Over the long term, the OEMs spend roughly 2.4% of their automotive revenue on warranty claims. The average is higher for passenger cars and lower for trucks, because manufacturers such as GM and Ford provide bumper-to-bumper warranties while for trucks the engines and transmissions are usually warranted separately.

Over the long term, the OEMs account for roughly 86% of the entire industry's claims total. Their share was lower than that between 2009 and 2014, but was higher both before and after that five-year period.

Over the long term, automotive suppliers spend roughly 0.6% of their revenue on warranty claims. That average is higher for powertrain suppliers, and lower for components such as brakes and interiors. For some reason, it's also higher for aftermarket parts suppliers, but we'll leave that question to be answered at another time.

Lately, the suppliers have been paying higher-than-average claims rates, with their early 2017 expense rates the highest they've been in seven or eight years.

And finally, over the long term the suppliers have accounted for roughly 14% of the entire industry's claims total. Their share of accruals is slightly higher, because some of the OEMs seem to prefer to make course-correcting accruals after the fact rather than making sufficient accruals at the time of sale. Suppliers tend to keep their claims and accrual rates closer together.

Warranty Reserves

Admittedly, the trend is a bit difficult to spot in the charts above, because there is a lot of variance in the measurements, with jagged spikes as the numbers go back and forth from one quarter to the next. We'll leave you with a chart that follows the share of funds in the warranty reserves of the 55 OEMs and 122 suppliers, which shows the trend very cleanly.

Figure 6
Automotive Product Warranties
Reserves Held by U.S.-based Companies
(as a percent of the total, 2003-2017)

Figure 6

The reserve balance is largely the result of accruals being added and claims being subtracted from the fund. But it also reflects all those changes of estimate, acquisitions, and foreign exchange fluctuations, all of which tend to smooth the ripples. In Figure 6, the trend line starts in the first quarter of 2003, when the OEMs had $16.458 billion in their warranty reserve funds and the suppliers had $2.082 billion. The split back then was roughly 89%/11%.

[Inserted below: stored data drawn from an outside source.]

PR #913, opened 2017-10-11
Fix #911 Add Eclipse Che Installer

### LINKED ISSUE #911: Add Eclipse Che installer
Add Eclipse Che to the list of components available for installation assuming we are going to achieve this with CDK add-on. It means Che installer will require CDK and enable CDK add-on during installation.  
- [X]     Create empty installer and add Che into list of components (https://github.com/redhat-developer-tooling/developer-platform-install/pull/913)
- [X]     Implement Che add-on (https://github.com/minishift/minishift-addons/pull/43)
- [x]     Install Che add-on in CDK
- [x]     Implement installer for Che that enables 'che' add on on CDKE
- [ ]     Add link to documentation how to start and use Eclipse Che

dgolovin:
image

### DIFF
--- a/browser/model/che.js
+++ b/browser/model/che.js
@@ -1,0 +1,44 @@
+'use strict';
+
+import path from 'path';
+import InstallableItem from './installable-item';
+import Installer from './helpers/installer';
+import Platform from '../services/platform';
+
+class CheInstall extends InstallableItem {
+  constructor(installerDataSvc, url) {
+    super(CheInstall.KEY, url, '', '', installerDataSvc, false);
+    this.addOption('install', this.version, '', false);
+  }
+
+  static get KEY() {
+    return 'cdkcheaddon';
+  }
+
+  installAfterRequirements(progress, success, failure) {
+    progress.setStatus('Installing');
+    let installer = new Installer(this.keyName, progress, success, failure);
+    return Promise.resolve().then(()=>{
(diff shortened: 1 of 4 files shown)


dgolovin:
test this

browser/model/che.js
```diff
@@ -0,0 +1,44 @@
...
+
+  static get KEY() {
+    return 'che';
+  }
+
+  installAfterRequirements(progress, success, failure) {
+    progress.setStatus('Installing');
+    let installer = new Installer(this.keyName, progress, success, failure);
+    return Promise.resolve().then(()=>{
+      return installer.exec('minishift config set memory 5GB && minishift addon enable che', this.createEnvironment());
```
budhrg: @LalatenduMohanty looks like we are enabling during installation. I think we need to just set memory when user click to install Che. and point to documentation to apply che.

budhrg: /cc @dgolovin

dgolovin: @budhrg @LalatenduMohanty Why would we call it Eclipse Che Installer then?

LalatenduMohanty: @dgolovin is right. Looks good to me. @budhrg the idea of installer is to make the process super easy for user. So this is the right thing to do as Che would be a separate entity in installer.

budhrg:
Need rebase.

PR #923, opened 2017-10-17
Replace 'download size' to 'amount' throughout install controller

dgolovin:
Current progress holder is intended to report download progress
only. This commit makes it generic and replaces 'download size'
related names to just 'amount' throughout installation page controller.


dgolovin:
test this

PR #931, opened 2017-10-19
Fix #930 Hyper-V Administrators group localization issue

### LINKED ISSUE #930: Possible localization issue when adding user to Hyper-V Administrators group
https://github.com/redhat-developer-tooling/developer-platform-install/blob/5ec2f16dab28877f0d4cac09b1f6261e1c7c215b/browser/model/cdk.js#L48

this line refers to the group by string, instead of a security ID. This has caused issues on Minishift, see: https://github.com/minishift/minishift/issues/1541

When using a different locale, like pt-BR this group is called: "Administradores do Hyper-V"

dgolovin:
Local group names are localized on windows and therefore to support windows installations with different locale CDK installer cannot use 'Hyper-V Administrators' group name when adding current user into it using `net localgroup` command. First it should get localized name by SID (security identifier) for the group using powershell script.

### DIFF
--- a/browser/model/cdk.js
+++ b/browser/model/cdk.js
@@ -44,11 +44,12 @@ class CDKInstall extends InstallableItem {
       let hv = this.installerDataSvc.getInstallable('hyperv');
       if (hv && hv.hasOption('detected')) {
         driverName = 'hyperv';
-        return installer.exec(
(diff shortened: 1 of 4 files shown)


dgolovin:
test this

Issue #929, opened 2017-10-18
Update kompose to v1.3.0 


dgolovin:
Update kompose to latest available release [1.3.0](https://github.com/kubernetes/kompose/releases/tag/v1.3.0)

PR #940, opened 2017-10-23
Update kompose to v1.3.0 #929

sudhirverma:


dgolovin:
@cdrage FYI: we are going to release kompose 1.3.0 instead of 1.4.0 we agreed before. That also implies releasing kompose 1.3.0 to devtools channel for RHEL7.  The reason is 1.4.0 is going to be released to close to the end of the current release train.

cdrage:
@dgolovin @sudhirverma Yup! All good with me. :100:

PR #983, opened 2017-10-28
[WIP]Replace localStorage with node-localstorage

dgolovin:


test/unit/model/cdk-test.js
```diff
@@ -16,6 +16,7 @@ import InstallableItem from 'browser/model/installable-item';
 import child_process from 'child_process';
 import mockfs from 'mock-fs';
 import loadMetadata from 'browser/services/metadata';
+import TockenStore from 'browser/services/credentialManager';
```
mohitsuman: This should be replaced with `TokenStore` as the exported class name.

Issue #535, opened 2020-05-26
add actions unit tests


erohmensing:
we should be unit testing our actions, especially ones with external apis (like newsletter and sales, as long as there is a way to then delete our entries 🤔) and the event one which reads our website's HTML (we ran into bugs with this one before when the website layout changed)

PR #607, opened 2021-02-04
Unit tests

melindaloubser1:
- Create unit tests for custom actions, focusing on external APIs
- Closes https://github.com/RasaHQ/rasa-demo/issues/535
- Rename workflows more intuitively and add action unit testing to CI pipeline 
    - remove mergepal  - use automerge instead
    - add running unit tests
    - rename workflows & files for what they actually do


melindaloubser1:
@erohmensing not all actions are covered by these, but since it's getting to be a lot of changes already, I think we should get this mergeable and in before adding more. Wdyt?

erohmensing:
I agree, it makes sense to do it in phases, i'll take a look!

.pre-commit-config.yaml
```diff
@@ -3,4 +3,3 @@ repos:
     rev: stable
     hooks:
     - id: black
-      language_version: python3.6
```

Warranty reserve balances grew steadily over the next five years, peaking at $22 billion in late 2007. By that point, the OEMs accounted for only 86% of the total, because the suppliers were increasing their reserve fund balance at a faster rate.

When the recession hit, both groups allowed their reserve balances to decline. But the OEMs let their balance decline faster. And so, by the middle of 2010, when total reserves hit a low of $16.2 billion, the OEMs accounted for less than 80% of the total.

There was another peak in 2014 caused by increased recalls. And this was a peak both in terms of total funds (surpassing $22 billion again) and share of funds (surpassing 86% again). But in the past two years, the OEMs' share of total warranty reserves has fallen back and remained close to their 85% long-term average.

In other words, early on, their share was high. Then it went low. Then it rose again. And then it went back to average. Though with this metric, it did so in more or less smooth movements, without the vibrations seen in Figures 4 and 5. But it's more or less the same trend.